Data excerpts
:::
PR #4670, opened 2022-09-19
Use CSS’s `aspect-ratio`

distantnative:
## This PR …

Not that it would pay off to raise browser requirements just for this, but I think we might want to raise them slowly anyways. Versions would still apply to 90.11% of global traffic, based on https://caniuse.com/mdn-css_properties_aspect-ratio

Tagging this with 3.8.0 just since we should make a decision there if to include in 3.8 or if it has to wait until 3.9 (due to breaking change).

### Refactoring
- Uses `aspect-ratio` CSS property

### Breaking changes
- Higher browser requirements
  - Chrome 88
  - Edge 88
  - Safari 15
  - Firefox 89
  - Opera 74
  - Chrome for Android 105
  - Safari on iOS 15
  - Opera Mobile 64 

## Ready?

### For review team

### DIFF
--- a/panel/src/components/Layout/AspectRatio.vue
+++ b/panel/src/components/Layout/AspectRatio.vue
@@ -1,9 +1,5 @@
 <template>
-	<span
-		:data-cover="cover"
-		:style="{ 'padding-bottom': ratioPadding }"
-		class="k-aspect-ratio"
-	>
+	<span :data-cover="cover" :style="'--ratio:' + ratio" class="k-aspect-ratio">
:::
■ Aim of the exercise:
Wherever a line in the data above contains the word "panel", copy that line.

■ Written solution:
--- a/panel/src/components/Layout/AspectRatio.vue
+++ b/panel/src/components/Layout/AspectRatio.vue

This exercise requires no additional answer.